About this exercise:
Repeat word for word, please, only the lines from the one that includes "Check local cache before doing kvs lookup." through the final line of the data.

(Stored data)
□ □ □ □ □ □ □
PR #78, opened 2024-01-26
Check local cache before doing kvs lookup.

hariharan-devarajan:


JaeseungYeom (approved):
LGTM.
However, we will have to get back how to better handle or rename owner_rank.
Here, it is not the owner of the original file but the copy in cache.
□ □ □ □ □ □ □
Answer box:
Check local cache before doing kvs lookup.

hariharan-devarajan:


JaeseungYeom (approved):
LGTM.
However, we will have to get back how to better handle or rename owner_rank.
Here, it is not the owner of the original file but the copy in cache.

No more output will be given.